Set down the records that follow exactly and completely.
BEGIN Provided data
PR #9579, opened 2017-11-24
Set default empty array when party members haven't loaded

### LINKED ISSUE #9396: Details button for Pending Quests doesn't always work
Sometimes the Details button on a pending quest doesn’t do anything when you click it. Reloading doesn’t fix it, but switching to a different browser does. This error was in the console: "TypeError: null is not an object (evaluating 'this.partyMembers.map')"

TheHollidayInn:
Fixes #9396

### DIFF
--- a/website/client/components/groups/questDetailsModal.vue
+++ b/website/client/components/groups/questDetailsModal.vue
@@ -180,6 +180,7 @@ export default {
       return quests.quests[this.group.quest.key];
     },
     members () {
+      let party = this.partyMembers || [];
       return this.partyMembers.map(member => {
         return {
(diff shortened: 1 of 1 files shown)


website/client/components/groups/questDetailsModal.vue
```diff
@@ -180,6 +180,7 @@ export default {
       return quests.quests[this.group.quest.key];
     },
     members () {
+      let party = this.partyMembers || [];
```
paglias: I think this should be `let partyMembers = this.partyMembers || [];`and then use `partyMembers` instead of `this.partyMembers` below

PR #9583, opened 2017-11-26
Bug fixes on Subscription termination date format [Fixes Issues #9186]

tim1234ltp:
Fixes https://github.com/HabitRPG/habitica/issues/9186

### Changes
Created a computed value of Subscription termination date which is formatted according to user preference.
The client will show this computed value instead of using a filter on raw value.

### Result (sorry for the non-english strings)
default

### DIFF
--- a/website/client/components/settings/subscription.vue
+++ b/website/client/components/settings/subscription.vue
@@ -232,7 +232,7 @@ export default {
     },
     dateTerminated () {
       if (!this.user.preferences || !this.user.preferences.dateFormat) return this.user.purchased.plan.dateTerminated;
-      return this.user.purchased.plan.dateTerminated.format(this.user.preferences.dateFormat.toUpperCase());
+      return moemnt(this.user.purchased.plan.dateTerminated).format(this.user.preferences.dateFormat.toUpperCase());
     },
     canCancelSubscription () {
       return (
--- a/website/client/components/settings/subscription.vue
+++ b/website/client/components/settings/subscription.vue
@@ -33,7 +33,7 @@
             span.noninteractive-button.btn-danger {{ $t('canceledSubscription') }}
             i.glyphicon.glyphicon-time
             |  {{ $t('subCanceled') }} &nbsp;
-            strong {{user.purchased.plan.dateTerminated | date}}
+            strong {{dateTerminated}}
           tr(v-if='!hasCanceledSubscription'): td
             h4 {{ $t('subscribed') }}
             p(v-if='hasPlan && !hasGroupPlan') {{ $t('purchasedPlanId', purchasedPlanIdInfo) }}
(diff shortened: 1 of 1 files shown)


website/client/components/settings/subscription.vue
```diff
@@ -237,6 +237,10 @@ export default {
         amount: this.numberOfMysticHourglasses,
       };
     },
+    dateTerminated () {
+      if (!this.user.preferences || !this.user.preferences.dateFormat) return moment(this.user.purchased.plan.dateTerminated);
+      return this.user.purchased.plan.dateTerminated.format(this.user.preferences.dateFormat.toUpperCase());
```
paglias: `this.user.purchased.plan.dateTerminated` shouldn't be `moemnt(this.user.purchased.plan.dateTerminated)`?

website/client/components/settings/subscription.vue
```diff
@@ -33,7 +33,7 @@
             span.noninteractive-button.btn-danger {{ $t('canceledSubscription') }}
             i.glyphicon.glyphicon-time
             |  {{ $t('subCanceled') }} &nbsp;
-            strong {{user.purchased.plan.dateTerminated | date}}
```
paglias, line 36: can you remove the code for the code for the date filter below in this file since it's not used anymore? https://github.com/HabitRPG/habitica/pull/9583/files#diff-c55b95935ec2f85da360edbe1360852dL146

paglias (changes requested):

website/client/components/settings/subscription.vue
paglias: I think there's still an issue, line 242 should be `return moment(this.user.purchased.plan.dateTerminated).format(this.user.preferences.dateFormat.toUpperCase());`, otherwise you'll be calling `.format` on a string, which doesn't work

tim1234ltp: You are right. Only line 241 should return normal string object?

paglias: yes!

website/client/components/settings/subscription.vue
```diff
@@ -237,6 +230,10 @@ export default {
         amount: this.numberOfMysticHourglasses,
       };
     },
+    dateTerminated () {
+      if (!this.user.preferences || !this.user.preferences.dateFormat) return this.user.purchased.plan.dateTerminated;
+      return moemnt(this.user.purchased.plan.dateTerminated).format(this.user.preferences.dateFormat.toUpperCase());
```
paglias: `moemnt` should be `moment` then I think we'll be good to go!

tim1234ltp:
@paglias The Travis CI check cannot be passed just like last time.
  1 failing
  1) GET /groups/:groupId/members supports using req.query.lastId to get more members:

Perhaps, some codes regarding group features are still not settled?

paglias:
@tim1234ltp don't worry about that error, it happens sometimes but it's not related to your PR :)

paglias (approved):

paglias:
@tim1234ltp  thanks for this! I'm merging the PR and awarding your contributor tier.

PR #9592, opened 2017-11-28
Fixing the pig flying too high in the stable square bug

### LINKED ISSUE #9364: Flying Pig soars too high, must have its glory contained
When you tame a flying pig pet, the greyed out version hovers about a half-centimeter too high, so that they're actually flying out of the top of the box. This should be adjusted.

screen shot 2017-11-01 at 6 16 25 pm

kipraske:

Fixes https://github.com/HabitRPG/habitica/issues/9364

### Changes

Because the flying pig sprite is offset upwards a bit in the sprite sheet (so it can be "flying"), there is some CSS put in `website/client/components/inventory/stable/index.vue` to manually adjust the flying pig:

``` css
  .stable .item .item-content.Pet:not(.FlyingPig) {
    top: -28px;
  }

  .stable .item .item-content.FlyingPig {
    top: 7px;
  }
```

Well, the issue is that when you grey out the pets it doesn't include the type of pet anymore as a class and so the `FlyingPig` class is lost. Thus the flying pig doesn't get its special treatment from this CSS when it is greyed out, and it ends up going upwards to it's natural flying pig state.

So this pull request is just me adding the name of the pet back into the class when it is greyed out as well. This name is stored in `${pet.eggKey}`. Now, it is important to note then that we add the name of the pet class to all of the pets, so there is a potential to change the appearance of the other pets. However, I only found custom CSS to adjust offsets the Flying Pig and the Hydra (which has a large sprite). And we shouldn't have to worry about the Hydra because it never gets greyed out. So I am pretty confident that we will be fine. Feel free to check more thoroughly than I did for offsets in the quest pets or magic potion pets. I didn't see any, but I didn't check them all.

----
UUID: f5d12242-5b66-471d-bfc2-6c3358861d9c

### DIFF
--- a/website/client/components/inventory/stable/index.vue
+++ b/website/client/components/inventory/stable/index.vue
@@ -867,7 +867,7 @@
         }
 
         if (pet.mountOwned()) {
-          return `GreyedOut Pet Pet-${pet.key}`;
+          return `GreyedOut Pet Pet-${pet.key} ${pet.eggKey}`;
         }
 
         if (pet.isHatchable()) {


SabreCat:
Thanks much, @kipraske! I've noted this toward your second Blacksmith contributor tier!

PR #9600, opened 2017-11-29
Removed the from az sort

### LINKED ISSUE #9361: Quest Titles should not include "The" to accomodate A-Z sort and translations
~In the Quests Shop, sorting from A-Z includes "The" as a criterion. Sorting should be tweaked to ignore "the" when it's the first word of a Quest name.~

Edited: The simplest solution for this issue would be to remove "the" from all quest titles. This preserves the functionality of the A-Z sort as well as our ability to allow for translations.

TheHollidayInn:
Fixes #9361

### DIFF
--- a/website/client/components/shops/quests/index.vue
+++ b/website/client/components/shops/quests/index.vue
@@ -432,8 +432,10 @@ export default {
 
         switch (sortBy) {
           case 'AZ': {
-            result = _sortBy(result, ['text']);
-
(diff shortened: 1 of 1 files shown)


negue:
This would only remove the english stopword. Maybe we should, like you mentioned, add the `stopwords` package for this.

lemoness:
@TheHollidayInn What's the status on this?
END Provided data
## Answer space:
PR #9579, opened 2017-11-24
Set default empty array when party members haven't loaded

### LINKED ISSUE #9396: Details button for Pending Quests doesn't always work
Sometimes the Details button on a pending quest doesn’t do anything when you click it. Reloading doesn’t fix it, but switching to a different browser does. This error was in the console: "TypeError: null is not an object (evaluating 'this.partyMembers.map')"

TheHollidayInn:
Fixes #9396

### DIFF
--- a/website/client/components/groups/questDetailsModal.vue
+++ b/website/client/components/groups/questDetailsModal.vue
@@ -180,6 +180,7 @@ export default {
       return quests.quests[this.group.quest.key];
     },
     members () {
+      let party = this.partyMembers || [];
       return this.partyMembers.map(member => {
         return {
(diff shortened: 1 of 1 files shown)


website/client/components/groups/questDetailsModal.vue
```diff
@@ -180,6 +180,7 @@ export default {
       return quests.quests[this.group.quest.key];
     },
     members () {
+      let party = this.partyMembers || [];
```
paglias: I think this should be `let partyMembers = this.partyMembers || [];`and then use `partyMembers` instead of `this.partyMembers` below

PR #9583, opened 2017-11-26
Bug fixes on Subscription termination date format [Fixes Issues #9186]

tim1234ltp:
Fixes https://github.com/HabitRPG/habitica/issues/9186

### Changes
Created a computed value of Subscription termination date which is formatted according to user preference.
The client will show this computed value instead of using a filter on raw value.

### Result (sorry for the non-english strings)
default

### DIFF
--- a/website/client/components/settings/subscription.vue
+++ b/website/client/components/settings/subscription.vue
@@ -232,7 +232,7 @@ export default {
     },
     dateTerminated () {
       if (!this.user.preferences || !this.user.preferences.dateFormat) return this.user.purchased.plan.dateTerminated;
-      return this.user.purchased.plan.dateTerminated.format(this.user.preferences.dateFormat.toUpperCase());
+      return moemnt(this.user.purchased.plan.dateTerminated).format(this.user.preferences.dateFormat.toUpperCase());
     },
     canCancelSubscription () {
       return (
--- a/website/client/components/settings/subscription.vue
+++ b/website/client/components/settings/subscription.vue
@@ -33,7 +33,7 @@
             span.noninteractive-button.btn-danger {{ $t('canceledSubscription') }}
             i.glyphicon.glyphicon-time
             |  {{ $t('subCanceled') }} &nbsp;
-            strong {{user.purchased.plan.dateTerminated | date}}
+            strong {{dateTerminated}}
           tr(v-if='!hasCanceledSubscription'): td
             h4 {{ $t('subscribed') }}
             p(v-if='hasPlan && !hasGroupPlan') {{ $t('purchasedPlanId', purchasedPlanIdInfo) }}
(diff shortened: 1 of 1 files shown)


website/client/components/settings/subscription.vue
```diff
@@ -237,6 +237,10 @@ export default {
         amount: this.numberOfMysticHourglasses,
       };
     },
+    dateTerminated () {
+      if (!this.user.preferences || !this.user.preferences.dateFormat) return moment(this.user.purchased.plan.dateTerminated);
+      return this.user.purchased.plan.dateTerminated.format(this.user.preferences.dateFormat.toUpperCase());
```
paglias: `this.user.purchased.plan.dateTerminated` shouldn't be `moemnt(this.user.purchased.plan.dateTerminated)`?

website/client/components/settings/subscription.vue
```diff
@@ -33,7 +33,7 @@
             span.noninteractive-button.btn-danger {{ $t('canceledSubscription') }}
             i.glyphicon.glyphicon-time
             |  {{ $t('subCanceled') }} &nbsp;
-            strong {{user.purchased.plan.dateTerminated | date}}
```
paglias, line 36: can you remove the code for the code for the date filter below in this file since it's not used anymore? https://github.com/HabitRPG/habitica/pull/9583/files#diff-c55b95935ec2f85da360edbe1360852dL146

paglias (changes requested):

website/client/components/settings/subscription.vue
paglias: I think there's still an issue, line 242 should be `return moment(this.user.purchased.plan.dateTerminated).format(this.user.preferences.dateFormat.toUpperCase());`, otherwise you'll be calling `.format` on a string, which doesn't work

tim1234ltp: You are right. Only line 241 should return normal string object?

paglias: yes!

website/client/components/settings/subscription.vue
```diff
@@ -237,6 +230,10 @@ export default {
         amount: this.numberOfMysticHourglasses,
       };
     },
+    dateTerminated () {
+      if (!this.user.preferences || !this.user.preferences.dateFormat) return this.user.purchased.plan.dateTerminated;
+      return moemnt(this.user.purchased.plan.dateTerminated).format(this.user.preferences.dateFormat.toUpperCase());
```
paglias: `moemnt` should be `moment` then I think we'll be good to go!

tim1234ltp:
@paglias The Travis CI check cannot be passed just like last time.
  1 failing
  1) GET /groups/:groupId/members supports using req.query.lastId to get more members:

Perhaps, some codes regarding group features are still not settled?

paglias:
@tim1234ltp don't worry about that error, it happens sometimes but it's not related to your PR :)

paglias (approved):

paglias:
@tim1234ltp  thanks for this! I'm merging the PR and awarding your contributor tier.

PR #9592, opened 2017-11-28
Fixing the pig flying too high in the stable square bug

### LINKED ISSUE #9364: Flying Pig soars too high, must have its glory contained
When you tame a flying pig pet, the greyed out version hovers about a half-centimeter too high, so that they're actually flying out of the top of the box. This should be adjusted.

screen shot 2017-11-01 at 6 16 25 pm

kipraske:

Fixes https://github.com/HabitRPG/habitica/issues/9364

### Changes

Because the flying pig sprite is offset upwards a bit in the sprite sheet (so it can be "flying"), there is some CSS put in `website/client/components/inventory/stable/index.vue` to manually adjust the flying pig:

``` css
  .stable .item .item-content.Pet:not(.FlyingPig) {
    top: -28px;
  }

  .stable .item .item-content.FlyingPig {
    top: 7px;
  }
```

Well, the issue is that when you grey out the pets it doesn't include the type of pet anymore as a class and so the `FlyingPig` class is lost. Thus the flying pig doesn't get its special treatment from this CSS when it is greyed out, and it ends up going upwards to it's natural flying pig state.

So this pull request is just me adding the name of the pet back into the class when it is greyed out as well. This name is stored in `${pet.eggKey}`. Now, it is important to note then that we add the name of the pet class to all of the pets, so there is a potential to change the appearance of the other pets. However, I only found custom CSS to adjust offsets the Flying Pig and the Hydra (which has a large sprite). And we shouldn't have to worry about the Hydra because it never gets greyed out. So I am pretty confident that we will be fine. Feel free to check more thoroughly than I did for offsets in the quest pets or magic potion pets. I didn't see any, but I didn't check them all.

----
UUID: f5d12242-5b66-471d-bfc2-6c3358861d9c

### DIFF
--- a/website/client/components/inventory/stable/index.vue
+++ b/website/client/components/inventory/stable/index.vue
@@ -867,7 +867,7 @@
         }
 
         if (pet.mountOwned()) {
-          return `GreyedOut Pet Pet-${pet.key}`;
+          return `GreyedOut Pet Pet-${pet.key} ${pet.eggKey}`;
         }
 
         if (pet.isHatchable()) {


SabreCat:
Thanks much, @kipraske! I've noted this toward your second Blacksmith contributor tier!

PR #9600, opened 2017-11-29
Removed the from az sort

### LINKED ISSUE #9361: Quest Titles should not include "The" to accomodate A-Z sort and translations
~In the Quests Shop, sorting from A-Z includes "The" as a criterion. Sorting should be tweaked to ignore "the" when it's the first word of a Quest name.~

Edited: The simplest solution for this issue would be to remove "the" from all quest titles. This preserves the functionality of the A-Z sort as well as our ability to allow for translations.

TheHollidayInn:
Fixes #9361

### DIFF
--- a/website/client/components/shops/quests/index.vue
+++ b/website/client/components/shops/quests/index.vue
@@ -432,8 +432,10 @@ export default {
 
         switch (sortBy) {
           case 'AZ': {
-            result = _sortBy(result, ['text']);
-
(diff shortened: 1 of 1 files shown)


negue:
This would only remove the english stopword. Maybe we should, like you mentioned, add the `stopwords` package for this.

lemoness:
@TheHollidayInn What's the status on this?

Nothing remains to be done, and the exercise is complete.